YOUR OBJECTIVE
When you write out the entries, keep every line exactly as it appears.

RECORDS PROVIDED Block Start

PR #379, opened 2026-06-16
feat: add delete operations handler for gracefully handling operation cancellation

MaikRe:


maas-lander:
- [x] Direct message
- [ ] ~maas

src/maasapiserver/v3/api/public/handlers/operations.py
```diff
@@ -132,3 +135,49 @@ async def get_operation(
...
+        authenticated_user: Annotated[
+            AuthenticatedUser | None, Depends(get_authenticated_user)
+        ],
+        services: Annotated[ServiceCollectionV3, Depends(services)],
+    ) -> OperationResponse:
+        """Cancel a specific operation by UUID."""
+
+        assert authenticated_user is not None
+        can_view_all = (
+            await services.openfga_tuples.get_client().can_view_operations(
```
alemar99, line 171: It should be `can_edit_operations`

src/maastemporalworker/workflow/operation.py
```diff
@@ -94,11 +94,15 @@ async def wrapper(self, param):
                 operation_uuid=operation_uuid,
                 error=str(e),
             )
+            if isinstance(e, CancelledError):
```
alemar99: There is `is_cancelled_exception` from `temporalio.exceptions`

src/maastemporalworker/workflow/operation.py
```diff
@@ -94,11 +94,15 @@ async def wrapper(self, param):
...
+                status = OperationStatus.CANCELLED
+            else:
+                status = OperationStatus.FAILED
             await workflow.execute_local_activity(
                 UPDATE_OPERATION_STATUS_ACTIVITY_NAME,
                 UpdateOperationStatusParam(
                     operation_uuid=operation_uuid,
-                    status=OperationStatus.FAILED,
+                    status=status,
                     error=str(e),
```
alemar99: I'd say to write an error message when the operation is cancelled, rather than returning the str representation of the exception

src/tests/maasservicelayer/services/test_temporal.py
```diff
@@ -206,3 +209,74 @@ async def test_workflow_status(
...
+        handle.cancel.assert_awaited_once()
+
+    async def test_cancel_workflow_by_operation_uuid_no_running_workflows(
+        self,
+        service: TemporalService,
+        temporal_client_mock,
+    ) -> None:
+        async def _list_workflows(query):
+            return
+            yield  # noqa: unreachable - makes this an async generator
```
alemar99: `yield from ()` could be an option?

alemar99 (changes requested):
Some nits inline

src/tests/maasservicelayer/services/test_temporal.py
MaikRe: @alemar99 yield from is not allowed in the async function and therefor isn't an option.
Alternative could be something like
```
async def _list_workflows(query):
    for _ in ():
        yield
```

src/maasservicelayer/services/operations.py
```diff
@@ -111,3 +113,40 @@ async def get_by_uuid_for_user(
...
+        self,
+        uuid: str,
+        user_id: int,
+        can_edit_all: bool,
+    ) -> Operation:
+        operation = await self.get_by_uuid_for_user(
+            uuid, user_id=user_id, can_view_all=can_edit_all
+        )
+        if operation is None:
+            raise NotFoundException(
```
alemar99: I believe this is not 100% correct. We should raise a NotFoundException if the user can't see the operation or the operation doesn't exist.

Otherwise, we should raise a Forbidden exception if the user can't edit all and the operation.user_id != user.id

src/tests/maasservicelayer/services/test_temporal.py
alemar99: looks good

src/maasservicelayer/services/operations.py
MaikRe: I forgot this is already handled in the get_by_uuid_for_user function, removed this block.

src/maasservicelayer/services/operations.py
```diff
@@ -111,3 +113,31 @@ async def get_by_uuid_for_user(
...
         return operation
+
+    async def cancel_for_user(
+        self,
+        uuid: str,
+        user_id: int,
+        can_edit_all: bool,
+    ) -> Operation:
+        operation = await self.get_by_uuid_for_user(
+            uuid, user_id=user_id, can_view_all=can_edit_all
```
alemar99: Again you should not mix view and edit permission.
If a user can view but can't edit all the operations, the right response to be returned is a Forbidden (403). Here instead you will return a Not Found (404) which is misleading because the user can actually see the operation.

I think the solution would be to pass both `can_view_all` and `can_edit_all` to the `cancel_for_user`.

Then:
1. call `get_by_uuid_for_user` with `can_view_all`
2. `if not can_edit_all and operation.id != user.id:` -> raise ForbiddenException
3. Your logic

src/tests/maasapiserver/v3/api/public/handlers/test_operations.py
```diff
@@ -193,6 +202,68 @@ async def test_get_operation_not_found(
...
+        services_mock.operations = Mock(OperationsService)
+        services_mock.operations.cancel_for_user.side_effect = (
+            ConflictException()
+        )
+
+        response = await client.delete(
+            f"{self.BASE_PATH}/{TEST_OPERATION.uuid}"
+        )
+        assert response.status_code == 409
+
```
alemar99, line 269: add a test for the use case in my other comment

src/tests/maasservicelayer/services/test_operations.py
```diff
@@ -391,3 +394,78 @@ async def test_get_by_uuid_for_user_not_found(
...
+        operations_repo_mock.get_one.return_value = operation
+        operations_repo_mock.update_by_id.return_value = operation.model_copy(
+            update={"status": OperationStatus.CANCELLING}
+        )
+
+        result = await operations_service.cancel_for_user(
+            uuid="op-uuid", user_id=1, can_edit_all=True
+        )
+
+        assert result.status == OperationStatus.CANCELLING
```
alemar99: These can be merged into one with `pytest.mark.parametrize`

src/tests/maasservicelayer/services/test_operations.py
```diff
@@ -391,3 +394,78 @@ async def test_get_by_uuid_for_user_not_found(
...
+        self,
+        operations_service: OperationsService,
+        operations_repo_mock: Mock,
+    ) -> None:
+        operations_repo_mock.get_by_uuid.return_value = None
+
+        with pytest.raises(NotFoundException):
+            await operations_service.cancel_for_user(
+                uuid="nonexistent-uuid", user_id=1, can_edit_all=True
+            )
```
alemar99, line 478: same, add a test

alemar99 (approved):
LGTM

RECORDS PROVIDED Block End

SOLUTION TO THE PROBLEM
PR #379, opened 2026-06-16
feat: add delete operations handler for gracefully handling operation cancellation

MaikRe:


maas-lander:
- [x] Direct message
- [ ] ~maas

src/maasapiserver/v3/api/public/handlers/operations.py
```diff
@@ -132,3 +135,49 @@ async def get_operation(
...
+        authenticated_user: Annotated[
+            AuthenticatedUser | None, Depends(get_authenticated_user)
+        ],
+        services: Annotated[ServiceCollectionV3, Depends(services)],
+    ) -> OperationResponse:
+        """Cancel a specific operation by UUID."""
+
+        assert authenticated_user is not None
+        can_view_all = (
+            await services.openfga_tuples.get_client().can_view_operations(
```
alemar99, line 171: It should be `can_edit_operations`

src/maastemporalworker/workflow/operation.py
```diff
@@ -94,11 +94,15 @@ async def wrapper(self, param):
                 operation_uuid=operation_uuid,
                 error=str(e),
             )
+            if isinstance(e, CancelledError):
```
alemar99: There is `is_cancelled_exception` from `temporalio.exceptions`

src/maastemporalworker/workflow/operation.py
```diff
@@ -94,11 +94,15 @@ async def wrapper(self, param):
...
+                status = OperationStatus.CANCELLED
+            else:
+                status = OperationStatus.FAILED
             await workflow.execute_local_activity(
                 UPDATE_OPERATION_STATUS_ACTIVITY_NAME,
                 UpdateOperationStatusParam(
                     operation_uuid=operation_uuid,
-                    status=OperationStatus.FAILED,
+                    status=status,
                     error=str(e),
```
alemar99: I'd say to write an error message when the operation is cancelled, rather than returning the str representation of the exception

src/tests/maasservicelayer/services/test_temporal.py
```diff
@@ -206,3 +209,74 @@ async def test_workflow_status(
...
+        handle.cancel.assert_awaited_once()
+
+    async def test_cancel_workflow_by_operation_uuid_no_running_workflows(
+        self,
+        service: TemporalService,
+        temporal_client_mock,
+    ) -> None:
+        async def _list_workflows(query):
+            return
+            yield  # noqa: unreachable - makes this an async generator
```
alemar99: `yield from ()` could be an option?

alemar99 (changes requested):
Some nits inline

src/tests/maasservicelayer/services/test_temporal.py
MaikRe: @alemar99 yield from is not allowed in the async function and therefor isn't an option.
Alternative could be something like
```
async def _list_workflows(query):
    for _ in ():
        yield
```

src/maasservicelayer/services/operations.py
```diff
@@ -111,3 +113,40 @@ async def get_by_uuid_for_user(
...
+        self,
+        uuid: str,
+        user_id: int,
+        can_edit_all: bool,
+    ) -> Operation:
+        operation = await self.get_by_uuid_for_user(
+            uuid, user_id=user_id, can_view_all=can_edit_all
+        )
+        if operation is None:
+            raise NotFoundException(
```
alemar99: I believe this is not 100% correct. We should raise a NotFoundException if the user can't see the operation or the operation doesn't exist.

Otherwise, we should raise a Forbidden exception if the user can't edit all and the operation.user_id != user.id

src/tests/maasservicelayer/services/test_temporal.py
alemar99: looks good

src/maasservicelayer/services/operations.py
MaikRe: I forgot this is already handled in the get_by_uuid_for_user function, removed this block.

src/maasservicelayer/services/operations.py
```diff
@@ -111,3 +113,31 @@ async def get_by_uuid_for_user(
...
         return operation
+
+    async def cancel_for_user(
+        self,
+        uuid: str,
+        user_id: int,
+        can_edit_all: bool,
+    ) -> Operation:
+        operation = await self.get_by_uuid_for_user(
+            uuid, user_id=user_id, can_view_all=can_edit_all
```
alemar99: Again you should not mix view and edit permission.
If a user can view but can't edit all the operations, the right response to be returned is a Forbidden (403). Here instead you will return a Not Found (404) which is misleading because the user can actually see the operation.

I think the solution would be to pass both `can_view_all` and `can_edit_all` to the `cancel_for_user`.

Then:
1. call `get_by_uuid_for_user` with `can_view_all`
2. `if not can_edit_all and operation.id != user.id:` -> raise ForbiddenException
3. Your logic

src/tests/maasapiserver/v3/api/public/handlers/test_operations.py
```diff
@@ -193,6 +202,68 @@ async def test_get_operation_not_found(
...
+        services_mock.operations = Mock(OperationsService)
+        services_mock.operations.cancel_for_user.side_effect = (
+            ConflictException()
+        )
+
+        response = await client.delete(
+            f"{self.BASE_PATH}/{TEST_OPERATION.uuid}"
+        )
+        assert response.status_code == 409
+
```
alemar99, line 269: add a test for the use case in my other comment

src/tests/maasservicelayer/services/test_operations.py
```diff
@@ -391,3 +394,78 @@ async def test_get_by_uuid_for_user_not_found(
...
+        operations_repo_mock.get_one.return_value = operation
+        operations_repo_mock.update_by_id.return_value = operation.model_copy(
+            update={"status": OperationStatus.CANCELLING}
+        )
+
+        result = await operations_service.cancel_for_user(
+            uuid="op-uuid", user_id=1, can_edit_all=True
+        )
+
+        assert result.status == OperationStatus.CANCELLING
```
alemar99: These can be merged into one with `pytest.mark.parametrize`

src/tests/maasservicelayer/services/test_operations.py
```diff
@@ -391,3 +394,78 @@ async def test_get_by_uuid_for_user_not_found(
...
+        self,
+        operations_service: OperationsService,
+        operations_repo_mock: Mock,
+    ) -> None:
+        operations_repo_mock.get_by_uuid.return_value = None
+
+        with pytest.raises(NotFoundException):
+            await operations_service.cancel_for_user(
+                uuid="nonexistent-uuid", user_id=1, can_edit_all=True
+            )
```
alemar99, line 478: same, add a test

alemar99 (approved):
LGTM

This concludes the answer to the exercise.